2022 yılında halam kendini asarak hayatına son verdi. halamı bahçedeki ipte babaannem buldu, ailecek çok büyük bir travma yaşadık. yaşamaya da devam ediyoruz çünkü anlatamayacağım detaylar var. bu travmanın ilk haftalarında biri çıktı karşıma, itin teki olduğunu kendi ağzıyla söylemesine rağmen ben o ite sarıldım çünkü ihtiyacım vardı. insanın insana ihtiyaç duyması, insanın yanında güveneceği birinin olması... ne bileyim çok önemsiyorum sanırım. elbette güvendiğim ve hayatımda olan birçok insan vardı ancak biri için özel olmak istedim herhalde, onun için de en olmayacak insanı seçtim.

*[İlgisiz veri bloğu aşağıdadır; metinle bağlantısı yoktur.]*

PR #7250, opened 2018-05-15
[WIP] handle alerts during execute_script

izapolsk:
NEEDS: https://github.com/RedHatQE/widgetastic.core/pull/94/files


dajoRH:
Lint report for commit e47e3c61c2a3151cb3f504ab6115ebf73c78c7f6:

`cfme/utils/appliance/implementations/ui.py`:
- :heavy_exclamation_mark: Line 127:26: **W291** *trailing whitespace*

**No commit flaws detected**.

*CFME QE Bot*

cfme/utils/appliance/implementations/ui.py
```diff
@@ -133,11 +161,15 @@ def make_document_focused(self):
 
     def ensure_page_safe(self, timeout='20s'):
         # THIS ONE SHOULD ALWAYS USE JAVASCRIPT ONLY, NO OTHER SELENIUM INTERACTION
+        if self.browser.page_dirty:
+                if (self.browser.alert_present and
```
mshriver: This indentation looks too far?

mshriver: Consider implementing this as single set of statements:

```
if (self.browser.page_dirty and
       self.browser.alert_present
       self.browser.get_alert().text == 'Abandon changes?'):
    self.browser.handle_alert()
```

izapolsk: it is already implemented

cfme/utils/appliance/implementations/ui.py
```diff
@@ -174,6 +203,13 @@ def before_keyboard_input(self, element, keyboard_input):
         sleep(0.3)
         self.make_document_focused()
 
+    def before_click(self, element):
+        # this is necessary in order to handle unexpected alerts like "Abandon Changes"
+        self.browser.page_dirty = self.page_has_changes
+
+    def after_click(self, element):
+        self.browser.page_dirty = None
```
mshriver: Why set to `None` instead of call self.page_has_changes again? Its possible the click only changed part of a page.

psav: I would imagine to not have to call it again - but it's a good point

izapolsk: it is necessary to check page for changes only before doing something now. Because we need to close "Abandon changes" alert. 

There is a reason to set page_dirty to None or False in after_click. If it was left True, all next calls of ensure_page_safe would check for alert presence. whereas alert methods are enormously slow in selenium. 
btw, I can set it to None/False immediately after closing alert if you wish.
btw, I can also update page_dirty after any manipulation in selenium but it will slow down our tests.

mshriver: Please add some inline comments concerning what you've found @izapolsk, thanks!

PR #7259, opened 2018-05-16
[1LP][RFR] Raw metric test wait_for and relocate 

digitronik:
Purpose or Intent
=================

- Add proper `wait_for`
- moved test file to `candu` dir

{{pytest: cfme/tests/candu/test_utilization_metrics.py -v --use-provider complete --long-running }}


digitronik:
, Network test will fail. As found no iperfserver not running.

rlbabyuk:
@digitronik could you please check and explain PRT, there are some failures there
otherwise looks good

digitronik:
@psav Yes, we have to enable candu. We have a global fixture for that now. https://github.com/ManageIQ/integration_tests/blob/master/cfme/fixtures/candu.py#L7

PR #7266, opened 2018-05-17
[1LP][RFR]Added new collection for taging api testing

rlbabyuk:
Purpose or Intent
=================
New collections for REST taggign testing
{{pytest: cfme/tests/configure/test_tag.py}}

### DIFF
--- a/cfme/tests/configure/test_tag.py
+++ b/cfme/tests/configure/test_tag.py
@@ -200,7 +200,8 @@ class TestTagsViaREST(object):
     @pytest.mark.meta(blockers=[BZ(1451025, forced_streams=['5.7'])])
     @pytest.mark.parametrize(
         "collection_name", ["clusters", "hosts", "data_stores", "providers", "resource_pools",
-        "services", "service_templates", "tenants", "vms"])
+        "services", "service_templates", "tenants", "vms", "availability_zones", "cloud_networks",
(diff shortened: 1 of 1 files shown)


cfme/tests/configure/test_tag.py
```diff
@@ -198,9 +198,16 @@ def test_create_tag_with_wrong_arguments(self, appliance):
 
     @pytest.mark.tier(3)
     @pytest.mark.meta(blockers=[BZ(1451025, forced_streams=['5.7'])])
+    @pytest.mark.uncollectif(
+        lambda appliance, collection_name: appliance.version < '5.9' and
+        collection_name in ["availability_zones", "cloud_networks", "cloud_networks",
+                            "cloud_subnets", "flavors", "network_routers", "security_groups"],
+        reason="5.8 version doesn't support all available collection for tagging"
```
bsquizz: Can you add which collection name we're skipping in the reason so the reason for uncollecting is very clear? For example: 
```python
reason="appliances <5.9 do not support tagging with collection '{}'".format(collection_name)
```

rlbabyuk: collection_name is not accessible for the reason in uncollectif

bsquizz: True, just noticed that's coming from the lambda ;)

psav: We could expose that.....but its probably a black hole

PR #7277, opened 2018-05-22
[1LP][RFR][NOTEST] Adding cloud-init test for RHV

jan-zmeskal:
This PR __activates__ `test_provision_cloud_init` for RHV-CFME integration. 
So what's it about?
- Fixing `provisioning_data` supplied to VM provision request.
- Fixing `required_fiels` of provider.
- Providing new customization template. This probably needs some explanation. The [customization template ](https://github.com/ManageIQ/integration_tests/blob/master/data/basiccloudinit.cfg)that is already presentein integration_tests could not be reused. The reason is that no user is specified there. In such case, cloud-init changes password of the default user. That is fedora for Fedora, ubuntu for Ubuntu etc. However, RHEL (which we use as VM's OS) does not have such user. Therefore I had to provide customization template that changes root password. 

I am not providing any `{ pytest }` clause here, since I don't really know how to test it in PRT. By looking into Ostriz, it seems to me this test case is not being executed at all as of now. However, it passes in our CI, so I can provide verification link on demand.

### DIFF
--- a/cfme/tests/infrastructure/test_cloud_init_provisioning.py
+++ b/cfme/tests/infrastructure/test_cloud_init_provisioning.py
@@ -2,6 +2,8 @@
 import fauxfactory
 import pytest
 
+from widgetastic.utils import partial_match
+
 from cfme.infrastructure.provider.rhevm import RHEVMProvider
 from cfme.provisioning import do_vm_provisioning
 from cfme.infrastructure.pxe import get_template_from_config
@@ -16,15 +18,15 @@ pytestmark = [
                          required_fields=[['provisioning', 'ci-template'],
                                           ['provisioning', 'ci-username'],
                                           ['provisioning', 'ci-pass'],
-                                          ['provisioning', 'image'],
+                                          ['provisioning', 'ci-image'],
                                           ['provisioning', 'vlan']],
                          scope='module'),
 ]
 
 
 @pytest.fixture(scope="module")
-def setup_ci_template(provisioning, appliance):
-    cloud_init_template_name = provisioning['ci-template']
+def setup_ci_template(provider, appliance):
+    cloud_init_template_name = provider.data['provisioning']['ci-template']
     get_template_from_config(cloud_init_template_name, create=True, appliance=appliance)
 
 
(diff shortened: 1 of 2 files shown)


lkhomenk:
we have rhv41 provider. which doesn't have 'ci-*' requirements atm.

jan-zmeskal:
@lkhomenk Yes, I am aware of that

cfme/tests/infrastructure/test_cloud_init_provisioning.py
```diff
@@ -57,9 +59,10 @@ def test_provision_cloud_init(appliance, setup_provider, provider, setup_ci_temp
             'host_name': {'name': host},
             'datastore_name': {'name': datastore}},
         'network': {
-            'vlan': vlan},
+            'vlan': partial_match(vlan)},
```
bsquizz: What is `partial_match` needed for here?

cfme/tests/infrastructure/test_cloud_init_provisioning.py
```diff
@@ -17,15 +19,15 @@
...
                                           ['provisioning', 'vlan']],
                          scope='module'),
 ]
 
 
 @pytest.fixture(scope="module")
-def setup_ci_template(provisioning, appliance):
-    cloud_init_template_name = provisioning['ci-template']
+def setup_ci_template(provider, appliance):
+    cloud_init_template_name = provider.data.get('provisioning').get('ci-template')
```
bsquizz: cloud_init_template_name can't be `None` when passed into `get_template_from_config`, it'll cause things in that method to fail. I think it'd be better to not use `.get()` here and instead hit the `KeyError` if those keys are not found

cfme/tests/infrastructure/test_cloud_init_provisioning.py
jan-zmeskal: @bsquizz That's because the actual vlan name is 'ovirtmgmt' but provisioning dialog displays it as 'ovirtmgmgt (ovirtmgmt)' . The displayed name is  formatted as '<vlan> (<vNIC>)' if I remember correctly.

cfme/tests/infrastructure/test_cloud_init_provisioning.py
jan-zmeskal: @bsquizz Ok, will do

dajoRH:
*CFME QE Bot*

bsquizz:
OK, let's get the changes to yamls merged and see if we can try a PRT run with this :)

jan-zmeskal:
@bsquizz Actually there is not a PR to cfme-qe-yamls that's associated with it. In RHV-CFME integration project, we have custom RHV provider (rhv_cfme_integration). Its configuration is mainainted in our gerrit repo.

PR #7282, opened 2018-05-23
[RFR] Fix locator in SettingsGroupSubmenu

mshriver:
Locator forcing the `expandable` method to return False, resulting in `items` returning 'Change Groups' when the UI was actually expandable, instead of the list of group names.

Tested locally, setting to RFR since its so small.

{{ pytest: cfme/tests/configure/test_access_control.py -k 'test_user_assign_multiple_groups or test_user_change_groups' }}


LandoCalrizzian:
Looks good. This is a more complete XPath locator for finding the group submenu

PR #8014, opened 2018-10-19
[WIP] Expand Nuage sandbox

sasoc:
With this commit we expand Nuage sandbox with shared network resources (cloud network) and floating ip.  We create a small cloud network and use it to create floating ip, which is then associated with vm vport. We need both of those entities for future testing (e.g. inventory validation)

o insanla 2 ay kadar görüştük, sanırım duygusal boşluklarım vardı ve ona aşık oldum sandım belki de gerçekten oldum. bana başından beri ilişki istemediğini açık açık söylemesine, beni özel hissettirecek hiçbir davranışı olmamasına rağmen onunla birlikte oldum ve o günden sonra beni aramamasına tabii ki şaşırmadım. 2-3 ay hiç iletişim kurmadı benimle, ben de onunla tabii ki. bir kere bile aramadım ve bir kere bile mesaj atmadım çünkü o bana en başından söylemişti zaten.
bu arada eski sevgilim (bkz: #46202298) ile telefonda konuştuk. bana iyi olmadığını, oturup konuşmak istediğini ve benim fikirlerime ihtiyacı olduğunu söyledi. "elbette" dedim, elbette... değerli çünkü benim için, onu çok seviyorum ve onun mutluluğuna katkım olsun istiyorum.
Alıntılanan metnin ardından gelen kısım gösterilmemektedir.